Odnośnik do odpowiedzi
Udostępnij na innych stronach

beztwarzy, ludzie nie zaczynają brać narkotyków,nadużywać alkoholu bo są szczęśliwi i niczego im nie brakuje.Twój problem musiał się zacząć dużo wcześniej tylko przytłumiłeś to dragami.

 

Też bym z chęcią wróciła,ale nie mam kasy nawet na malutką działkę fety :hide:

Udostępnij tę odpowiedź


Odnośnik do odpowiedzi
Udostępnij na innych stronach

Jeśli to tak, to mój problem jest poważny, bo ja potrafię siedzieć na imprezie, gdzie jest piętnaście osób i wszyscy palą zioło, a ja tylko piję. Ale z sobą samym sobie poradzić nie potrafię. Rzecz w tym, że przed ćpaniem potrafiłem czuć się szczęśliwy, a teraz już nie i wiem, że po takim czasie, poczuł się chociaż przez chwilę szczęśliwy. Wiadomo wciągnę się z powrotem, ale nie ćpając nie jestem sobą tylko posągiem jakiejś nieistnej już dla mnie idei.

 

Laima, czym zastąpiłaś dragi? Wiem, że się nie da, ale musiałaś mnie coś zamiast nich.

Udostępnij tę odpowiedź


Odnośnik do odpowiedzi
Udostępnij na innych stronach

Czekam na badanie psychologiczne, które mam 17 października. U psychiatry byłem wieki temu, to dostałem od ręki fluanxol i chlorprotixen i skierowanie do badanie, ale nie poszedłem. Teraz drugie podejście. Leki brałem chwilę, bo jestem ich zagorzałym przeciwnikiem, a od kiedy moja autosugestia przestała mi pomagać, radzę sobie alkoholem, żeby resetować myśli. Ale to puste życie i wiem, że leki będą zbyt słabe by mi pomóc, a terapia to znak zapytania. Jestem gotowy walczyć do końca i wiem, że wytrzymałbym te kilkadziesiąt lat, ale czy wytrzymywanie życia ma sens? Nie lepiej po prostu zarzucić coś, co będzie miało szansę zmienić ten praktycznie nieodwracalny stan mojej psychiki?

Udostępnij tę odpowiedź


Odnośnik do odpowiedzi
Udostępnij na innych stronach

beztwarzy, czym zastąpiłam dragi?Mocną kawą i Sudafetem :roll: Nie wiem czy trzeba czymś zastępować.

Jesteś przeciwnikiem leków,a bierzesz-brałeś dragi i pijesz alkohol?Dziwne

Bez leków na wstępie będzie Ci trudno.Na pewno potrzebujesz terapii.Moim zdaniem każdy uzależniony musi przejść przez terapię.

Udostępnij tę odpowiedź


Odnośnik do odpowiedzi
Udostępnij na innych stronach

beztwarzy, powiem Ci tak, na alkoholu długo nie zajedziesz w tym stanie, na dragach tym bardziej.

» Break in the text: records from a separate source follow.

PR #6104, opened 2022-05-27
[proto] Added tests for other padding modes

vfdev-5:
Related to https://github.com/pytorch/vision/issues/5782

Description:
- Added missing tests for other padding modes: "edge", "reflect", "symmetric"

### DIFF
--- a/test/test_prototype_transforms_functional.py
+++ b/test/test_prototype_transforms_functional.py
@@ -1101,17 +1101,6 @@ def test_correctness_resized_crop_segmentation_mask(device, top, left, height, w
     torch.testing.assert_close(output_mask, expected_mask)
 
 
-@pytest.mark.parametrize("device", cpu_and_gpu())
-def test_correctness_pad_segmentation_mask_on_fixed_input(device):
-    mask = torch.ones((1, 3, 3), dtype=torch.long, device=device)
-
-    out_mask = F.pad_segmentation_mask(mask, padding=[1, 1, 1, 1])
-
-    expected_mask = torch.zeros((1, 5, 5), dtype=torch.long, device=device)
-    expected_mask[:, 1:-1, 1:-1] = 1
-    torch.testing.assert_close(out_mask, expected_mask)
-
-
 def _parse_padding(padding):
     if isinstance(padding, int):
         return [padding] * 4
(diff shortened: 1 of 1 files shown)


test/test_prototype_transforms_functional.py
```diff
@@ -1168,25 +1157,67 @@ def _compute_expected_bbox(bbox, padding_):
         torch.testing.assert_close(output_boxes, expected_bboxes)
 
 
+@pytest.mark.parametrize("device", cpu_and_gpu())
+def test_correctness_pad_segmentation_mask_on_fixed_input(device):
```
pmeier, line 1161: Does this test have any value with the other test added?

test/test_prototype_transforms_functional.py
```diff
@@ -1168,25 +1157,67 @@ def _compute_expected_bbox(bbox, padding_):
...
+            output[..., :pad_up, :pad_left] = mask[..., 0, 0].unsqueeze(-1).unsqueeze(-2)
+            output[..., pad_up:-pad_down, :pad_left] = mask[..., :, 0].unsqueeze(-1)
+            output[..., -pad_down:, :pad_left] = mask[..., -1, 0].unsqueeze(-1).unsqueeze(-2)
+
+            output[..., :pad_up, -pad_right:] = mask[..., 0, -1].unsqueeze(-1).unsqueeze(-2)
+            output[..., pad_up:-pad_down, -pad_right:] = mask[..., :, -1].unsqueeze(-1)
+            output[..., -pad_down:, -pad_right:] = mask[..., -1, -1].unsqueeze(-1).unsqueeze(-2)
+
+            output[..., :pad_up, pad_left:-pad_right] = mask[..., 0, :].unsqueeze(-2)
+            output[..., -pad_down:, pad_left:-pad_right] = mask[..., -1, :].unsqueeze(-2)
```
pmeier, line 1199: This is quite hard to parse, but I guess there is little we can do to improve. Two suggestions though:

1. If you specify a range as index, the dimensions will not be squeezed. For example: `mask[..., 0, 0].unsqueeze(-1).unsqueeze(-2) == mask[..., :1, :1]`
2. Could you add a comment above each block which side, i.e. top, bottom, left, or right, the padding applies to? Please also do so in the branch below.

test/test_prototype_transforms_functional.py
```diff
@@ -1168,25 +1157,67 @@ def _compute_expected_bbox(bbox, padding_):
...
-    def _compute_expected_mask(mask, padding_):
+@pytest.mark.parametrize("padding_mode", ["constant", "edge", "reflect", "symmetric"])
+def test_correctness_pad_segmentation_mask(padding, padding_mode):
+    def _compute_expected_mask(mask, padding_, padding_mode_):
         h, w = mask.shape[-2], mask.shape[-1]
         pad_left, pad_up, pad_right, pad_down = _parse_padding(padding_)
 
+        # expected output can be computed on positive pad values only
+        # but F.pad_* can also crop for negative values
+        assert pad_left > 0 and pad_up > 0 and pad_right > 0 and pad_down > 0
```
pmeier, line 1180: Let's make it clear that this is not an error of the op.

```suggestion
        if any(pad <= 0 for pad in [pad_left, pad_up, pad_right, pad_down])
            raise pytest.UsageError(
                "expected output can be computed on positive pad values only, "
                "but F.pad_* can also crop for negative values"
            )
```

pmeier (commented):
A few minor comments inline.

test/test_prototype_transforms_functional.py
vfdev-5: This test checks one option on cuda device instead of [cuda, cpu] x all_options from below test

test/test_prototype_transforms_functional.py
vfdev-5: Let's keep `unsqueeze`, it is much less obvious to parse with `mask[..., :1, :1]`.

datumbox (approved):
LGTM, thanks!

Popepłniłeś duży błąd, że za pierwzym razem, kiedy lekarz przepisał Ci leki i dał to skierowanie, zbagatelizowałeś to.

Ale człowiek popełnia błędy. Tylko nie rozumiem jak możesz być zagorzałym przeciwnikiem leków a fanem dragów czy alkoholu??

Leki pomagają, leczą i stawiają człowieka na nogi, a alkohol i dragi sprawiają, że sie staczasz coraz bardziej....

Moja rada jest taka, skoro masz siły by wlaczyć o siebie to walnij alkohol i dragi, bo to Ci nie pomoże i sam dobrze o tym wiesz.

Zastosuj się do rad lekarza, bierz leki regaularnie, może kaurat za pierwszym razem lekarz trafi Ci z nimi i zapisz się na psychoterapię.

 

Dla przykładu mogę Ci podac mojego znajomego, który przez 15 lat żył na lorafenach ok 15, czasem 20mg na dzien zapijanymi dużymi ilosciami alkoholu, był już w takim stanie przypomniającym psychoze, poleciłam mu swojego lekarza, za drugim razem trafił mu z lekiem i chłopak teraz normalnie sobie zyje, spokojnie, nie męcząc się sobą i nie cierpiąc.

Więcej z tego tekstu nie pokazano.